Records for the task: Begin

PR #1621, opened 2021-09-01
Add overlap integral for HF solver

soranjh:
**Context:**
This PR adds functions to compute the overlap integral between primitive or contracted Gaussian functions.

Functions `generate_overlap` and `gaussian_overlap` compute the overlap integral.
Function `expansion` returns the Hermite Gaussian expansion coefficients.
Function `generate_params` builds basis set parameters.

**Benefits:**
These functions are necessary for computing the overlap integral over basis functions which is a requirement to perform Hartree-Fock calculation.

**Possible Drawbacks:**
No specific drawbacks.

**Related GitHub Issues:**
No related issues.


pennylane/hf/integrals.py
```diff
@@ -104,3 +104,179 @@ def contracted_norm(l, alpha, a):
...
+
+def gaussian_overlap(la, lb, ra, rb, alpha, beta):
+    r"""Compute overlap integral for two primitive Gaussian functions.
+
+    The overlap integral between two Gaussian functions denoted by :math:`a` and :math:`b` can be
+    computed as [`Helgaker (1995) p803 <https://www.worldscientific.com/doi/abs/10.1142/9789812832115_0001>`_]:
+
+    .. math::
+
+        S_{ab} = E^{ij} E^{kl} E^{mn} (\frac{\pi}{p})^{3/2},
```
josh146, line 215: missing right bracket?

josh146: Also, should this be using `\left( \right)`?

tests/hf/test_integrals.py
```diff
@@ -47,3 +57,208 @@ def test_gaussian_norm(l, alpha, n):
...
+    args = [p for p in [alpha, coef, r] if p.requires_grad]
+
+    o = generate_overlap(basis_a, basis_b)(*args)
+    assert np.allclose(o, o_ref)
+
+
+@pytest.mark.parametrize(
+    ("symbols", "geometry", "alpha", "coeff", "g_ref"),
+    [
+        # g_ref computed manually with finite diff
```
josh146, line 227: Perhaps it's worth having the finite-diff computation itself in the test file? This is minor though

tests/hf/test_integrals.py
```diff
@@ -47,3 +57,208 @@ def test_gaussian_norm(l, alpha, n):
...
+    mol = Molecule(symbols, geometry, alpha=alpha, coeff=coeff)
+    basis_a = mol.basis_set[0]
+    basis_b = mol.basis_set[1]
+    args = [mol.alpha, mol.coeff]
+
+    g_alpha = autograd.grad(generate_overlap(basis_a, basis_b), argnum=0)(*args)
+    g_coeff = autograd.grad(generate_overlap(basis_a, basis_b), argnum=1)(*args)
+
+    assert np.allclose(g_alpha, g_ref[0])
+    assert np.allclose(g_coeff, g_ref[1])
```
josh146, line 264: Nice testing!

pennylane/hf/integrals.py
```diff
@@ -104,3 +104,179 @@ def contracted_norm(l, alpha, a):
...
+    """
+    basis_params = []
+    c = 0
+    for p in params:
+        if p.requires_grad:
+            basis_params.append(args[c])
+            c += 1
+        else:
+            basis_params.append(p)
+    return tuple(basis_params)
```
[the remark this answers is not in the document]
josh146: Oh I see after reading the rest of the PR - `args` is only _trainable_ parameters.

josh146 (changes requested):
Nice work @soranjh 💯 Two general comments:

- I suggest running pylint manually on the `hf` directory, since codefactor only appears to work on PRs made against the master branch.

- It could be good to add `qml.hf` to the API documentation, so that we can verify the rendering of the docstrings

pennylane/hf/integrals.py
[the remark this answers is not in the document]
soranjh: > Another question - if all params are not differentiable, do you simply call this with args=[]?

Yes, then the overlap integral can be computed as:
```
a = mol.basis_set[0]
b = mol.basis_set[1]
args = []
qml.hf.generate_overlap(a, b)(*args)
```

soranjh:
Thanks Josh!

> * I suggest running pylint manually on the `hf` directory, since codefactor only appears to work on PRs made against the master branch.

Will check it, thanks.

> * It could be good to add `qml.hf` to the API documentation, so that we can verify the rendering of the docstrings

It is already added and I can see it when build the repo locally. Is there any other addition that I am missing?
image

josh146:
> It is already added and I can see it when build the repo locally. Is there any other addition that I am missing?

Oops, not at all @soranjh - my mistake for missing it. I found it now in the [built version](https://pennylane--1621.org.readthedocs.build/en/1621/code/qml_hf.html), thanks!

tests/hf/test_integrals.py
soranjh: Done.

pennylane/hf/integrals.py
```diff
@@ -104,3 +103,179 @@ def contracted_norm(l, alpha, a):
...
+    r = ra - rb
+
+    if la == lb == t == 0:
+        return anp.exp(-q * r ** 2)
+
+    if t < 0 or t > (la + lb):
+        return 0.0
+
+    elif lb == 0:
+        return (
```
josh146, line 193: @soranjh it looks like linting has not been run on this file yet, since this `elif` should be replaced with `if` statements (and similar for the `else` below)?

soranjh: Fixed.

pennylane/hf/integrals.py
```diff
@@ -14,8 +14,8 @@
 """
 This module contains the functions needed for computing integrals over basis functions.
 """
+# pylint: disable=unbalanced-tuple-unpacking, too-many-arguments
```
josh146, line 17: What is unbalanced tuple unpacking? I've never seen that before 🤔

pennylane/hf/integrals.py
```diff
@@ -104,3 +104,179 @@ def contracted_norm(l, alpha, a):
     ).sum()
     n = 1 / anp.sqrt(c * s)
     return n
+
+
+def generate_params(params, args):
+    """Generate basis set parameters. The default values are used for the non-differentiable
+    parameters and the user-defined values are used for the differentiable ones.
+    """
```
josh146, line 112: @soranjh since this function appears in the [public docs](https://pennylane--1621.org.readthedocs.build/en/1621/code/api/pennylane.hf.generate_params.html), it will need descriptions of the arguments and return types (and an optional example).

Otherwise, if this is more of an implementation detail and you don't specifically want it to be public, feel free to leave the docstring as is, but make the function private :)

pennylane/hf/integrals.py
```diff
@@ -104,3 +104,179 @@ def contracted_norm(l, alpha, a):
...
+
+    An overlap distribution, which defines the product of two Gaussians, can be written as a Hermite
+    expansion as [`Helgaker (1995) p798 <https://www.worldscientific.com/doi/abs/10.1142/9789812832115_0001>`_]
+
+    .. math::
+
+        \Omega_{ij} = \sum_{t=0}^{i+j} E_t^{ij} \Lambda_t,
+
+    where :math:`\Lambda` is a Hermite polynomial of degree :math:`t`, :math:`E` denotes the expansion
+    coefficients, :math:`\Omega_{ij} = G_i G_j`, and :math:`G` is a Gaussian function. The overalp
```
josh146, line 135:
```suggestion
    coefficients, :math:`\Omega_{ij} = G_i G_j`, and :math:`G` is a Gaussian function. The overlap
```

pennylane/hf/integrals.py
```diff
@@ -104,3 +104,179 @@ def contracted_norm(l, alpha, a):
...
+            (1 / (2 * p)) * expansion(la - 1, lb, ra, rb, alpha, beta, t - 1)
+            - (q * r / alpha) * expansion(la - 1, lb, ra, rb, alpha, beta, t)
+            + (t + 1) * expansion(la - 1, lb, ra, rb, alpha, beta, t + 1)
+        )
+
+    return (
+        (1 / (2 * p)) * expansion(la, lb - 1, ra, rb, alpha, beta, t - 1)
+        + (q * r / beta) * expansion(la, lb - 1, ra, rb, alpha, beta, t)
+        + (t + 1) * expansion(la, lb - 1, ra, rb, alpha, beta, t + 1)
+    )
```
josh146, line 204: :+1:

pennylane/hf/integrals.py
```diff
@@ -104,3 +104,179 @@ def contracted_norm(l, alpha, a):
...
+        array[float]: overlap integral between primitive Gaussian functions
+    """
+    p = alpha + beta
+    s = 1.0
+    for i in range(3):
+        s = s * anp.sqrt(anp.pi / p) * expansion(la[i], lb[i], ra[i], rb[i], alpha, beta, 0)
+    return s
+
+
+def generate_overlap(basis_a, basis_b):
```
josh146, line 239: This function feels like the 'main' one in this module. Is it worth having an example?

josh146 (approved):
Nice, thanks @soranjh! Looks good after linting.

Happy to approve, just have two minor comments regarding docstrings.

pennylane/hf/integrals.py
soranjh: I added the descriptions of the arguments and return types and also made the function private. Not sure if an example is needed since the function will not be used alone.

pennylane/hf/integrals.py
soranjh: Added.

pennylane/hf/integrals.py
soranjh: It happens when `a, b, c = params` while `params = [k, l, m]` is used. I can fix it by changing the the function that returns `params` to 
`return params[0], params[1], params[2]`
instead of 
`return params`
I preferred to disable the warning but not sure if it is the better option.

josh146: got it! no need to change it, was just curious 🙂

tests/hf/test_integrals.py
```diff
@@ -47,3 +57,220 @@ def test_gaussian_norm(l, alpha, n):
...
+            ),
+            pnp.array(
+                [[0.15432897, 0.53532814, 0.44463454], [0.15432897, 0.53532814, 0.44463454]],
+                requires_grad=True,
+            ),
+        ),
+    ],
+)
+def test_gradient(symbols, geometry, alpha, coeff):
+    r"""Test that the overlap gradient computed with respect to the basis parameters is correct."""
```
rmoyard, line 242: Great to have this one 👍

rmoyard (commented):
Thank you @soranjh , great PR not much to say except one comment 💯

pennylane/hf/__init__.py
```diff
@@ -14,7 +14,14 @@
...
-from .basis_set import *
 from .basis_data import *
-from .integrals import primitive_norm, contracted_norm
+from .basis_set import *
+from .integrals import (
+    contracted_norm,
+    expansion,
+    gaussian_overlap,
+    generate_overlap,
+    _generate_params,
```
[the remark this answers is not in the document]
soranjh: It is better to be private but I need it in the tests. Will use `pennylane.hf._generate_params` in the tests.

Records for the task: End

Requirement
Work through the listing above, counting every line that has the string "addition" in it. Give only the final count.

Your solution
2